Assignment
Everything from the first line below through the line with "static nat_t size2llbits(const" is to be transcribed exactly, and nothing past it.
Top of Input data
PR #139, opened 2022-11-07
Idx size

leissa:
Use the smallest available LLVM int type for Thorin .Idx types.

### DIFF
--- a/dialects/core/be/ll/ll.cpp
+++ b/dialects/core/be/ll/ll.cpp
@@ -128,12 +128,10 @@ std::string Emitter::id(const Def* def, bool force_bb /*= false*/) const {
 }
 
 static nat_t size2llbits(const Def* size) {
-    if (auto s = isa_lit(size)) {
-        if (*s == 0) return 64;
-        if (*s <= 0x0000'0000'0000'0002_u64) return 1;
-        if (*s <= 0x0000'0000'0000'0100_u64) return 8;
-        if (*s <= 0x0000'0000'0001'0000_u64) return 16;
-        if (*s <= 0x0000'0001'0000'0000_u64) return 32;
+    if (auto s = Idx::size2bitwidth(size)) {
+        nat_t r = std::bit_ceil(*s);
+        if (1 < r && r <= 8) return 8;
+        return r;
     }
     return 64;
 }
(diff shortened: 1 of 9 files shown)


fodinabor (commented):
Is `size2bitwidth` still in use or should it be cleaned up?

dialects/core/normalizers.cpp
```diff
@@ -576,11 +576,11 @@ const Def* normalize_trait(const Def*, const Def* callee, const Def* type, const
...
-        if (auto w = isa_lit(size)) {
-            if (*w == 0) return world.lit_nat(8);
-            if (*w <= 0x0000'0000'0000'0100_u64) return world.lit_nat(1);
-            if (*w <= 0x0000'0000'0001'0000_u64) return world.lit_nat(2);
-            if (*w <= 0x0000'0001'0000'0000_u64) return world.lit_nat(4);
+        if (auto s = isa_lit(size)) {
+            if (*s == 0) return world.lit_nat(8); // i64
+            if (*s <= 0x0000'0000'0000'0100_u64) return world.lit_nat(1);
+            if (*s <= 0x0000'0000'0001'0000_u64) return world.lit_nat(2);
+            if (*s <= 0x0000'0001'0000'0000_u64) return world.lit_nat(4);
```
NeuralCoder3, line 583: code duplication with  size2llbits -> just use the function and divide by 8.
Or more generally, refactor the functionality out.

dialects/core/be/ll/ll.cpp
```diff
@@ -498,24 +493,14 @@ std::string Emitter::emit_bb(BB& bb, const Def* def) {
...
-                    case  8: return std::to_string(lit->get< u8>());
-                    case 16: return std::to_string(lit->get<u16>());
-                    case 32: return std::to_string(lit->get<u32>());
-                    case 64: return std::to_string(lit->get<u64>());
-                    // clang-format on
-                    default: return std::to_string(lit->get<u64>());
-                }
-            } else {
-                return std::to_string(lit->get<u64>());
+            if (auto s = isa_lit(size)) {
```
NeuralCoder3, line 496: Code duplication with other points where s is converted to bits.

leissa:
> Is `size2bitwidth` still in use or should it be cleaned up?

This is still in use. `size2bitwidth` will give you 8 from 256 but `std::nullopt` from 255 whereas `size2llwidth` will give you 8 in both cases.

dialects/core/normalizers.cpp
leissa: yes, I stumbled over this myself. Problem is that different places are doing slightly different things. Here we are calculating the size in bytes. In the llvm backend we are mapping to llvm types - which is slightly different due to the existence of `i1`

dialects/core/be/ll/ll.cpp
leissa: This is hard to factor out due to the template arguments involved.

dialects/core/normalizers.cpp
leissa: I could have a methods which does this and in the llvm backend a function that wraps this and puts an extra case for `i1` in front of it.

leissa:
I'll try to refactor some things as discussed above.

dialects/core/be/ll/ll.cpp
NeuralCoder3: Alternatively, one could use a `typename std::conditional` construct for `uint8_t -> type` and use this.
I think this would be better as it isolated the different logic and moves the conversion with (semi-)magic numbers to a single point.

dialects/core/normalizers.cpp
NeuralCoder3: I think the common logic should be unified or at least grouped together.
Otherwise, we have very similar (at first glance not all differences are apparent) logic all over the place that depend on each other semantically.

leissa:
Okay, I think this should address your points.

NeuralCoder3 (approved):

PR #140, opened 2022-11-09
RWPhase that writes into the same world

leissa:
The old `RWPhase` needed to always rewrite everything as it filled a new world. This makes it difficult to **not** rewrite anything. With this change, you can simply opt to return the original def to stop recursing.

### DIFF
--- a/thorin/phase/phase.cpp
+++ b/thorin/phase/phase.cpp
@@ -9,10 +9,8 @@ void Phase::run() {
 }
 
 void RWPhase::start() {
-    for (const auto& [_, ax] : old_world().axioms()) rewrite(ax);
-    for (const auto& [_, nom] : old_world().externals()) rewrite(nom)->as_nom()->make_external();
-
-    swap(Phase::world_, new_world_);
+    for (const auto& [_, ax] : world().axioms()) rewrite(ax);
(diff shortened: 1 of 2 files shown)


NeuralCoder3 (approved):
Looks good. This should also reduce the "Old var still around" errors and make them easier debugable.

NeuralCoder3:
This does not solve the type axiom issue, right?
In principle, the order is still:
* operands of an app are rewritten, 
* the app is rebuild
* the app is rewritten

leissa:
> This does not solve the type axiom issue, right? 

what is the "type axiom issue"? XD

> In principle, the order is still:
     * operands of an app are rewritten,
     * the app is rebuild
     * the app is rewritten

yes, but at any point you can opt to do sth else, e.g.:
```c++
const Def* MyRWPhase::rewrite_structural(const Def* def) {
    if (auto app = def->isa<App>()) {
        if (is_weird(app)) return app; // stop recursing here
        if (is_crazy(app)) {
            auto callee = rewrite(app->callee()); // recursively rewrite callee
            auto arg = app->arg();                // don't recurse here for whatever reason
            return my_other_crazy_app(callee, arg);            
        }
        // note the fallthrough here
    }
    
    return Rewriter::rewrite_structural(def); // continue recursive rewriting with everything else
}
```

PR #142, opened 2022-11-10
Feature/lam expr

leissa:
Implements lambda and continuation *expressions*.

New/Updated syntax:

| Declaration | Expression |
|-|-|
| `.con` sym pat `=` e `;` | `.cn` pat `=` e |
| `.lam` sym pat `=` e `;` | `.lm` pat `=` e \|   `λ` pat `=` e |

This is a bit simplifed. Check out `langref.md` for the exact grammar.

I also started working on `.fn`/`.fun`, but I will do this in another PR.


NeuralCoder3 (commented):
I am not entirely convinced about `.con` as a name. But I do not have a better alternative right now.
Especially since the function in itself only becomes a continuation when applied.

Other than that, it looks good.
Bottom of Input data
Response below
PR #139, opened 2022-11-07
Idx size

leissa:
Use the smallest available LLVM int type for Thorin .Idx types.

### DIFF
--- a/dialects/core/be/ll/ll.cpp
+++ b/dialects/core/be/ll/ll.cpp
@@ -128,12 +128,10 @@ std::string Emitter::id(const Def* def, bool force_bb /*= false*/) const {
 }
 
 static nat_t size2llbits(const Def* size) {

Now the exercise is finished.